- [Prompt]:
Could you write out, word for word, each line from the one containing "A few errors" to the last line of the data below, both included and nothing more?

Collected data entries
┌──
PR #3670, opened 2018-11-02
add composed middleware and add helper route to avoid duplication, and buggy, code

jamesgorrie:
A few errors caught us recently by not serving the cached values to our pages.

This helps with that by abstracting it out. I wonder if we should also deal with null cvalues as we've otherwise tightly oupled the templates and external resources.

TODO:
- [x] Add query params

### DIFF
--- a/common/services/prismic/api.js
+++ b/common/services/prismic/api.js
@@ -44,6 +44,7 @@ export async function getDocument(
   opts: PrismicQueryOpts
 ): Promise<?PrismicDocument> {
   const api = await getPrismicApi(req);
+  console.info(id);
   const doc = await api.getByID(id, opts);
   return doc;
 }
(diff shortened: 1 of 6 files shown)


jamesgorrie:

common/services/prismic/api.js
```diff
@@ -44,6 +44,7 @@ export async function getDocument(
   opts: PrismicQueryOpts
 ): Promise<?PrismicDocument> {
   const api = await getPrismicApi(req);
+  console.info(id);
```
davidpmccormick: needed?

jamesgorrie:
@gestchild would you mind passing another set of eyes on this - it's a relatively big change, and would feel better with 2 reviews (not saying yours isn't valued @davidpmccormick, just don't want to screw this up).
└──
- [Task result]:
A few errors caught us recently by not serving the cached values to our pages.

This helps with that by abstracting it out. I wonder if we should also deal with null cvalues as we've otherwise tightly oupled the templates and external resources.

TODO:
- [x] Add query params

### DIFF
--- a/common/services/prismic/api.js
+++ b/common/services/prismic/api.js
@@ -44,6 +44,7 @@ export async function getDocument(
   opts: PrismicQueryOpts
 ): Promise<?PrismicDocument> {
   const api = await getPrismicApi(req);
+  console.info(id);
   const doc = await api.getByID(id, opts);
   return doc;
 }
(diff shortened: 1 of 6 files shown)


jamesgorrie:

common/services/prismic/api.js
```diff
@@ -44,6 +44,7 @@ export async function getDocument(
   opts: PrismicQueryOpts
 ): Promise<?PrismicDocument> {
   const api = await getPrismicApi(req);
+  console.info(id);
```
davidpmccormick: needed?

jamesgorrie:
@gestchild would you mind passing another set of eyes on this - it's a relatively big change, and would feel better with 2 reviews (not saying yours isn't valued @davidpmccormick, just don't want to screw this up).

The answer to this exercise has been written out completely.